Gay Marriage, Gay Parents: What About the Children?

Legalizing gay marriage has opened the floodgates of impassioned debate about gay parenting. There's one thing it's difficult to dispute: the children of gay parents are not victims.
This post was published on the now-closed HuffPost Contributor platform. Contributors control their own work and posted freely to our site. If you need to flag this entry as abusive, send us an email.

Legalizing gay marriage has opened the floodgates of impassioned debate about its most contentious sequel: gay parenting. The classic questions -- how does their parents' gayness affect children? Do gay parents "create" homosexuality in their children? -- reflect baseless homophobic fears. The children of gay parents are no likelier to be gay than the children of heterosexuals.

Other, more child-centered questions include: Is it better to have two parents rather than one, even if both are fathers or mothers? Are gay parents likelier than heterosexuals to abuse their children? Will their children suffer more bullying or ostracism? What happens in case of divorce -- which mother or father gets custody, and under what sort of arrangement? Because the nature of gay marriage means that only one -- and often neither -- spouse is the child's biological parent, custody disputes are inherently more challenging.

More complicating still can be impregnation by sperm donors whose role the law, if not all the individuals involved, may interpret as fatherhood. The children may handily navigate their relationships, but defining them within the context of social and legal norms, and without apparent precedent, is not easy.

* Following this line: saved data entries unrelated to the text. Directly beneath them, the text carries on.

PR #3070, opened 2024-07-29
ICU-22696 Add implicit conversion from StringPiece to std::string_view

roubert:
This will allow ICU4C to seamlessly use `std::string_view` internally while continuing to use `StringPiece` in the public API.

##### Checklist

- [x] Required: Issue filed: https://unicode-org.atlassian.net/browse/ICU-22696

### DIFF
--- a/icu4c/source/common/unicode/stringpiece.h
+++ b/icu4c/source/common/unicode/stringpiece.h
@@ -32,6 +32,7 @@
 #if U_SHOW_CPLUSPLUS_API
 
 #include <cstddef>
+#include <string_view>
 #include <type_traits>
 
 #include "unicode/uobject.h"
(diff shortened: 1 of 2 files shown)


markusicu (commented):
lgtm

Should this become public API (with a proposal)?
Should be harmless, and would be symmetric with the constructor-from-something-looking-like-string_view that you added in ICU 65.

icu4c/source/common/unicode/stringpiece.h
```diff
@@ -176,6 +177,16 @@ class U_COMMON_API StringPiece : public UMemory {
    */
   StringPiece(const StringPiece& x, int32_t pos, int32_t len);
 
+#ifndef U_HIDE_INTERNAL_API
+  /**
+   * Converts to an std::string_view().
```
markusicu, line 182: Nit: I prefer "a" not "an" -- assuming "std" is pronounced "standard" not "es tee dee"... and now I see that in PR #3071 you also wrote "a std::string_view" :-)  (uhash.h)

roubert: Done.

roubert:
> Should this become public API (with a proposal)?

That wouldn't really serve any purpose, code that calls ICU4C uses `icu::StringPiece` only to pass strings into ICU4C as part of ICU4C function signatures, there's no reason to ever use it in code outside of ICU4C itself (and therefore the only part of the public API that matters to users is the set of constructors).

markusicu (approved):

There's one thing it's difficult to dispute: the children of gay parents are not victims. Almost all studies, even those whose authors do not couch their premises in gay-friendly terms, conclude that gay parenting is pretty well comparable to its heterosexual equivalent. A quartet of Brigham Young University scholars, for example, conclude that "adolescents raised by gay and lesbian parents typically behave more like youth in two parent biological families, providing little support for gendered-deficit theories." Charlotte Patterson's comprehensive 2005 study for the American Psychological Association interpreted three decades of research comparing lesbian and gay parents to heterosexual parents and concluded:

The results ... are quite clear ... Not a single study has found children of lesbian or gay parents to be disadvantaged in any significant respect relative to children of heterosexual parents. ... Lesbian mothers' and gay fathers' parenting skills may be superior to those of matched heterosexual couples ... This was attributed to greater parenting awareness among lesbian nonbiological mothers than among heterosexual fathers. ... In contrast to ... the majority of American parents, very few lesbian and gay parents reported any use of physical punishment (such as spanking) as a disciplinary technique.

Good, stable lesbian mothers provide good, stable parenting, and lesbians are happier raising children than gay men or straight couples. Their children seem to establish closer relationships with their non-biological or second mother than stepchildren do with stepmothers in straight marriages. Few are deeply wounded if other children query them about their sexual orientation or tease them for having gay parents. A ten-year study concluded that they ranked "significantly higher in school, social/academic, and social competence... than their age-matched counterparts...." And very few are molested.

Molestation is a recurrent theme in critiques of gay parenting, and it does happen. But the research shows that most pedophiles -- adults who sexually abuse children -- are male, and that such behaviour in women is extremely rare. Furthermore, girls are overwhelmingly the victims of male sexual abuse, and gay men are no more likely than heterosexual men to commit it. (There is no association between homosexuality and pedophilia.) One study concluded that "a child's risk of being molested by his or her relative's heterosexual partner is over 100 times greater than by someone who might be identifiable as being homosexual, lesbian, or bisexual."

As the new culture of gay parenting proliferates, so do physical and online resource centres: a few are Children of Lesbians and Gays Everywhere, Family Equality Council and Gay Dads. Magazines such as Gay Parent and online support communities such as the LGBTQ Parenting Connection continue to mushroom. The focus on gay parenting, rooted in a growing interest in and commitment to children's welfare and rights, is also an acknowledgment of gay marriage and an attempt to cast it in ways acceptable to North America's evolving society.